Baumgraben Riem Aufgrabung2005 800x600kUntersuchung in einem durchgehenden Baumgraben nach Münchner Standard (ZTV-Vegtra-Mü, 2018) zeigt nach ca. 5 Jahren eine optimale Durchwurzelung. (Foto: Leander Wilhelm, München)Grundsätzlich müssen die Baumpflanzungen mit großräumigen Gruben, besser noch Pflanzgräben, optimiert werden, wie es die „grünen“ Regelwerke vorgeben, damit die Bäume optimale Lebensgrundlage finden und sich langfristig aus eigener Kraft mit Wasser versorgen können. In Verbindung mit einer Erweiterung des Artenspektrums muss der städtische Baumbestand schrittweise hin zu mehr Resilienz gegenüber den zunehmenden Herausforderungen des Klimawandels ertüchtigt werden.

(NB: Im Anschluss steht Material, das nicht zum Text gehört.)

PR #1443, opened 2023-11-01
FIREFLY-1304: Implement spectral redshift correction

jaladh-singhal:
Implements [FIREFLY-1304](https://jira.ipac.caltech.edu/browse/FIREFLY-1304)

On a high-level:
- Made spectral frame data in the table available to the chart data as `fireflyData`
- Added UI for spectral frame and redshift input in Spectrum options
  -  Also updated it based on early feedback from scientists
- Made changes in spectral frame UI inputs trigger changes in X ColumnOrExpression and X Label - aka redshift correction
  - Also apply those changes to other traces of the chart
- [x] Combine expressions for unit conversion and redshift correction, also fix label combination
- [x] Make it work for CUSTOM or other ref pos too
- [x] Chart should be initialized based on initial state of spectral frame options

## Testing
https://fireflydev.ipac.caltech.edu/firefly-1304-redshift-correction/firefly/

Created test files for each of the following 3 case available at https://github.com/jaladh-singhal/z-correction-data/

1. TOPOCENTER - Download [Spitzer_IRS_SL_PBCD-topocenter.vot](https://github.com/jaladh-singhal/z-correction-data/blob/main/Spitzer_IRS_SL_PBCD-topocenter.vot) and upload it to firefly. Open chart options, change spectral frame to rest frame and then in resulting options, choose user-specifed one. Enter 0.5, and apply, check that x axis data and label changed in the chart for all traces.

   Also note that the rest frame options have values that are present in table metadata (retrievable via clicking info button in table). And changing value in dropdown (rest/observed) preserves selection in rest frame radio group options as well as input field.

   Stress test it for other edge cases that can occur due to selection in other fields in spectrum options.

2. CUSTOM - Download [Spitzer_IRS_SL_PBCD-custom.vot](https://github.com/jaladh-singhal/z-correction-data/blob/main/Spitzer_IRS_SL_PBCD-custom.vot) and upload it to firefly. Open chart options, spectral frame should have a custom redshift option selected by default. Change options and play around like in TOPOCENTER case. Also note that formula has multiplication factor in this case.

3. Other - Download [Spitzer_IRS_SL_PBCD-barycenter.vot](https://github.com/jaladh-singhal/z-correction-data/blob/main/Spitzer_IRS_SL_PBCD-barycenter.vot) and upload it to firefly. Open chart options, spectral frame shouldn't be editable as per design and x-axis label in the chart should show the spectral frame.

PR #1485, opened 2024-01-26
FIREFLY-1386: Convert chart options panel to joy UI

jaladh-singhal:
Fixes [FIREFLY-1386](https://jira.ipac.caltech.edu/browse/FIREFLY-1386)

- [x] Converted:
  - [x] ScatterOptions 
  - [x] BasicOptions
  - [x] SpectrumOptions
  - [x] FireflyHistogramOptions, HistogramOptions (converted to functional component too)
  - [x] HeatmapOptions
  - [x] Errors
  - [x] NewTracePanel
  - [x] ChartSelectPanel (the topmost component)
  - [x] ❓ PlotlyHistogramOptions - it's not being used anywhere, do we need it?
- [x] Fixed some issues with input components:
  - ColumnOrExpression, SuggestBoxInputField - exposed slotProps and sx
  - CheckboxGroupInputField - FormControl was being applied only to label, but it needs to be applied to both label and input group for proper spacing & layout when used in horizontal context
  - ListBoxInputField - fixed event handler throwing errors due to ev being null in some cases
- [x] Cleanup `fieldProps` in all Options as they are no longer being used
- [ ] Use type=switch for checkbox in Error and heatmap colorscale (simply turning it on in props is throwing errors)
- [ ] Fix why Colorscale list input field shows "default" on first render of chart options in firefly test-charts heatmap example
- [ ] Make search icon in ColumnOrExpression, more integrated like in Target Panel
- [ ] Redesign form layout to show input fields with group relationship more effectively (esp in Spectrum Options' spectral and flux axis, Histogram Options' algorithm) and adjust group based spacing which isn't perfect yet
- [ ] ❓ make input field widths same - "add column" panel in table does that, but it's tricky to do so in char options because of more complex design
- [ ] make it possible to set a React node as RadioGroupInputField label - currently, we can only set string-only label and we are using layout-workarounds for usecases when radio input needs a text field which are difficult to edit/maintain.

## Testing
https://fireflydev.ipac.caltech.edu/firefly-1386-chart-options/firefly/

Try chart options in all the examples present at /test/tests-chart.html
- mostly focus on 4 different types: scatter, heatmap, histogram, spectrum
- try modifying and adding new chart
- spectrum example there isn't complex enough - refer to #1443 for testing instructions

Since there are so many permutations, it might be also helpful to compare these examples with old options panel at https://fireflydev.ipac.caltech.edu/ui-conversion/firefly/test/tests-chart.html


src/firefly/js/ui/FormPanel.jsx
```diff
@@ -80,7 +81,7 @@ export const FormPanel = function (props) {
     }, []);
 
     return (
-        <Sheet className='ff-FormPanel' style={style}>
+        <Sheet className='ff-FormPanel' style={style} sx={sx}>
```
robyww, line 84: glad you added `sx` here

src/firefly/js/ui/SuggestBoxInputField.jsx
```diff
@@ -260,7 +260,7 @@ export class SuggestBoxInputFieldView extends PureComponent {
     render() {
 
         const {displayValue, valid, message, highlightedIdx, isOpen, inputWidth, suggestions, mouseTrigger } = this.state;
-        const {label, tooltip, inline, renderSuggestion, wrapperStyle, placeholder, slotProps={},
+        const {label, tooltip, inline, renderSuggestion, wrapperStyle, placeholder, slotProps={}, sx,
```
robyww, line 263: at some point we should remove wrapperStyle. I have been taking it out of other components.

robyww (approved):
@jaladh-singhal This PR is looking pretty good. It is big but I tried to look over each file. I think you might need to break out the remaining task into a second ticket. I am going to go ahead and approve. What don't you do any small things you can do quickly and make a second ticket for the rest of the todos.

robyww:
> PlotlyHistogramOptions - it's not being used anywhere, do we need it?
remove it.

Auf diese Weise leisten Bäume einen eigenständigen, erheblichen Beitrag zum Klimafolgenmanagement, indem sie über Transpiration und Schattenwurf dem urbanen Wärmeinseleffekt und - bei offen gestalteten Baumscheiben - der bestehenden Flächenversiegelung entgegenwirken. Baumschutz stellt letztendlich auch für die Stadtbewohner einen wesentlichen Bestandteil der Gesundheitsvorsorge dar.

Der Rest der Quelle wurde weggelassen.